Task to carry out.
Take the line with "Requires pytest 3.6+ now." and all lines after it, through the end of the records below, and repeat them exactly.
─── Available data ───
PR #253, opened 2019-01-06
Use get_closest_marker

blueyed:
Fixes pytest-cov with pytest 4.1.
Requires pytest 3.6+ now.

### DIFF
--- a/setup.py
+++ b/setup.py
@@ -121,7 +121,7 @@ setup(
         'cover', 'coverage', 'pytest', 'py.test', 'distributed', 'parallel',
     ],
     install_requires=[
-        'pytest>=2.9',
+        'pytest>=3.6',
         'coverage>=4.4'
     ],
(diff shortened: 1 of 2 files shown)


blueyed:
Would be easy to not bump the pytest requirement, but I think it is good going forward there.

hugovk:
Thanks for fixing this!

Will there be a release soon? I think a lot of projects will run into build failures if they upgrade pytest.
───
Exercise output.
Requires pytest 3.6+ now.

### DIFF
--- a/setup.py
+++ b/setup.py
@@ -121,7 +121,7 @@ setup(
         'cover', 'coverage', 'pytest', 'py.test', 'distributed', 'parallel',
     ],
     install_requires=[
-        'pytest>=2.9',
+        'pytest>=3.6',
         'coverage>=4.4'
     ],
(diff shortened: 1 of 2 files shown)


blueyed:
Would be easy to not bump the pytest requirement, but I think it is good going forward there.

hugovk:
Thanks for fixing this!

Will there be a release soon? I think a lot of projects will run into build failures if they upgrade pytest.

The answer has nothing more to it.